You see, Kershaw is tired. Kershaw is sweaty. Kershaw is clearly struggling. Kershaw is not who he once was. And he is now at 93 pitches. There have been signs, you see, that the road is coming to an end for the three-time Cy Young winner. In his last two playoff starts, he has gone a total of 5.1 innings and has allowed nine runs. Manager Dave Robinson has stated that he’s not managing tonight like any other night. He’s going to give Kerhsaw as much leash as he can so that history can be made, to hell with the outcome. But a new fear has started to creep up on the broadcasters and fans, and it’s souring the air of what should be a beautiful night. What if he doesn’t do it tonight? He’s tired, it’s hot, and he’s not pitching well. He’s surrendered four runs to the White Sox, and despite getting two strikes on so many hitters, he just can’t throw that third magical pitch to end this conversation. What if he has to leave? What if he has to sit down and try again some other day?
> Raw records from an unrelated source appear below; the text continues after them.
PR #1425, opened 2020-10-27
1420 scrollnav active

### LINKED ISSUE #1420: ScrollNav Active should follow highlighted item on scroll
**Summary**

As reported by @mhollier - if an item in the scrollnav is selected, and the page is scrolled - the selected item will still retain its blue border.  The border is a feature for accessibility and keyboard navigation, so we don't want to lose it - we just want the item with the border to be updated to the currently highlighted item as the page scrolls.

**Reproduction**

Steps to reproduce:

1. Visit the scrollnav example.
2. Select an item on the scrollnav sidebar
3. Scroll down in the component so the highlight changes
4. Note that the border stays on the originally selected item (the border should be updated when the highlighted item changes on scroll)

**Additional context**

image (18)

andrew-frueh:
Gives scrollnav links focus when they are set to active - ensures the highlight border follows as the page is scrolled, but users can still keyboard navigate using the highlight to tab through links.

Also included two small fixes for search indexing two style pages I noticed needed ids on their headers.

closes #1420

### DIFF
--- a/projects/cashmere/src/lib/scroll-nav/nav/scroll-nav.component.ts
+++ b/projects/cashmere/src/lib/scroll-nav/nav/scroll-nav.component.ts
@@ -36,5 +36,6 @@ export class HcScrollNavComponent implements AfterViewInit {
             e.classList.remove(this.ACTIVE_CLASS);
         });
         element.classList.add(this.ACTIVE_CLASS);
+        element.focus();
     }
 }
--- a/projects/cashmere/src/lib/scroll-nav/nav/scroll-nav.component.ts
+++ b/projects/cashmere/src/lib/scroll-nav/nav/scroll-nav.component.ts
@@ -36,6 +36,6 @@ export class HcScrollNavComponent implements AfterViewInit {
             e.classList.remove(this.ACTIVE_CLASS);
         });
         element.classList.add(this.ACTIVE_CLASS);
-        element.focus();
+        element.blur();
     }
 }
--- a/projects/cashmere/src/lib/scroll-nav/nav/scroll-nav.component.ts
+++ b/projects/cashmere/src/lib/scroll-nav/nav/scroll-nav.component.ts
@@ -32,10 +32,14 @@ export class HcScrollNavComponent implements AfterViewInit {
     }
 
     private setActiveClass(element: HTMLElement): void {
+        const focusedEl = document.activeElement;
         this._links.forEach(e => {
             e.classList.remove(this.ACTIVE_CLASS);
+            // If a nav item on the scroll list currently has focus, remove it so a highlight border doesn't persist on scroll
+            if ( focusedEl === e ) {
+                e.blur();
+            }
         });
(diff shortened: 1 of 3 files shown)


projects/cashmere/src/lib/scroll-nav/nav/scroll-nav.component.ts
```diff
@@ -36,5 +36,6 @@ export class HcScrollNavComponent implements AfterViewInit {
             e.classList.remove(this.ACTIVE_CLASS);
         });
         element.classList.add(this.ACTIVE_CLASS);
+        element.focus();
```
corykon, line 39: As I think about this more, changing the focus on scroll makes me a little nervous. Could make for an odd UX in some cases. Like if the user was filling out form or interacting with controls in the content area, and then scrolled, I think the browser would steal focus away from the form and place it on the scroll nav.

Could we instead just make the focus outline less noticeable, like a light dashed or dotted line or something?

corykon: Or maybe even just call blur on the nav element when you scroll and the next or prev section needs to be activated.

andrew-frueh: I think calling blur on scroll would work for me.  I do think it's odd to keep the clicked item highlighted on scroll, and blur would resolve that.  And I'd guess that calling blur on the nav element wouldn't remove focus from a form element in the example you gave.

So I'd be good with that change if you'd feel better about that approach.

andrew-frueh: Made that update @corykon - I like this change.

corykon: Sweet yeah UX wise I that's prob safer. I'd recommend something like this for calling blur, so we're only firing off events when we need to.

```
private setActiveClass(element: HTMLElement): void {
        const focusedEl = document.activeElement;
        this._links.forEach(e => {
            e.classList.remove(this.ACTIVE_CLASS);
            if ( focusedEl === e) { e.blur(); }
        });
        element.classList.add(this.ACTIVE_CLASS);
    }
```

corykon (approved):

projects/cashmere/src/lib/scroll-nav/nav/scroll-nav.component.ts
andrew-frueh: Even better!  Thanks @corykon 👍

andrew-frueh:
Yikes, @cikeddy discovered that my original fix with simply adding focus to `element` was totally broken in Chrome (worked in Firefox).  So extra glad we went with your suggestion @corykon 😬  I have tested the blur version in both Chrome & Firefox though and it works as expected.

mhollier:
Thanks @corykon !

PR #1433, opened 2020-10-30
fix(modal): zIndex incrementing

### LINKED ISSUE #1426: Modal z-index increases
Since we switched to Cashmere modals we have noticed that occasionally we'll have z-index issues with modals where dropdowns in the modal have ended up hidden behind it.

Some sleuthing by Nick into modal.service revealed that there is this on line 133:
`        this._zIndexCounter += 2;`

As a consequence modals start with a z-index of 2000 and then it increases by two every time you open a modal.
Our dropdown has a z-index of 2500 so as soon as you've opened the modal 250 or so times the dropdown hides behind the modal.

We are wondering if this incrementing is necessary as we can only have one modal open at a time - or if it serves some other purpose?

andrew-frueh:
only increment if multiple modals are allowed; don't count up forever

closes #1426

### DIFF
--- a/projects/cashmere/src/lib/modal/modal.service.ts
+++ b/projects/cashmere/src/lib/modal/modal.service.ts
@@ -26,7 +26,8 @@ export class ModalService {
     allowMultiple: boolean = false;
 
     // start at 2000 (reserved range for modals, see _variables.scss)
-    private _zIndexCounter = 2000;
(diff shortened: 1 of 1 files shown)


Techgeekster (approved):

jacquie (approved):
Thank you for getting to this issue so quickly!
The fix looks good 👍

PR #1455, opened 2020-12-02
fix(drawer): add ignoreEscapeKey property

### LINKED ISSUE #1454: Unable to prevent Drawer component from closing when user presses Escape
**Summary**

Operations Console is using the Drawer component as a container for several filter controls. We want to prevent the Drawer from closing when the user presses the escape key, but are unable to do this. It would be convenient if there was an option similar to modal dialogs (e.g. `ignoreEscapeKey`) to specify whether or not closing on escape is desired.

**Additional context**

image

mhollier:
fixes #1454


andrew-frueh (approved):
Well I can't get that unit test to fail locally, and it looks like it succeeded in the second of the two Travis runs. So I think it must have been a gremlin on that first round.  Everything else looks great @mhollier - thanks for the fix!

PR #1460, opened 2020-12-04
fix(datepicker): time input bug

### LINKED ISSUE #1456: Time picker error does not allow user to manually type in time.
**Summary**

When manually typing a time in the time picker. When the input loses focus the input is cleared. Works on the example site due to some SugarJS magic. But in StackBlitz and other sites not using Sugar it does not work.

andrew-frueh:
Fixes bug on time-only input parsing. Great catch by Brent, I'm surprised this didn't crop up sooner.

The issue is that the Javascript Date object won't parse a time-only string.  It will parse a date without a time, but not the other way around.  So we have to have a placeholder date to include on time-only strings.  But it can't just be a random date because that could interfere with date comparisons on the date-range component.

So I added a placeholder value that takes the value of whatever the picker is set to, or the current date if none is set.

closes #1456

### DIFF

Then bad goes to worse. Will Smith steals an out from Kershaw with a throw down to third and the Dodgers’ third baseman, Max Muncy, gets injured on the play, holding his knee. Everyone panics. Muncy leaves. Kershaw is at 99 pitches, and he is gassed.
The air is excited but there’s a note of anxiety infecting the broadcast I’m watching on my laptop hundreds of miles away. Vinny Capra is at the plate and there are two strikes and then he does it. He finds his last pitch and the 100th of the game, makes history. Everyone sighs in relief and Kershaw exits the game. Standing ovations, graphics, triumphant music, cut to his wife, his kids, people ecstatically watching on, and everyone smiles. The Dodgers win 5-4 and what does anyone remember days, weeks, months, years later? That Kershaw hit 3,000.
The reason that I like sports is that they are a microcosm of the human condition. You see everything about what we go through on the field. And July 2nd, 2025, told us a story of triumph and success, but if you actually watched the game it told us a story that’s a lot more harrowing. Time is indiscriminate; it comes for us all. You can be the best, as Kershaw has been at three separate points in his career, and time will still come for you. Your body will slow, your reflexes will weaken, and you won’t be able to do what came so easily before. We as humans try and remember around this. We think of the amazing things people still do when age has left them struggling and we say look they still got it, there’s hope. I’m not here to take anything away from one of the best ever. Kershaw can still do things with a baseball that less than 3% of the world population can do; he can strike out people at the major league level. But not like he could, not like he has.
One day, there will be someone better than Kershaw. A better lefty will come along and do more than he did. Even now, it looks like Tarik Skubal has taken on the unbeatable southpaw mantle that Clayton Kershaw has left behind. And then I will tell my kids that they don’t know what they’re talking about, you should’ve seen the way ole Kershaw slung that curveball, and they will roll their eyes. Being the best may only ever be a temporary feat, but 3,000 is a number no one can ever take away from Mr. Kershaw.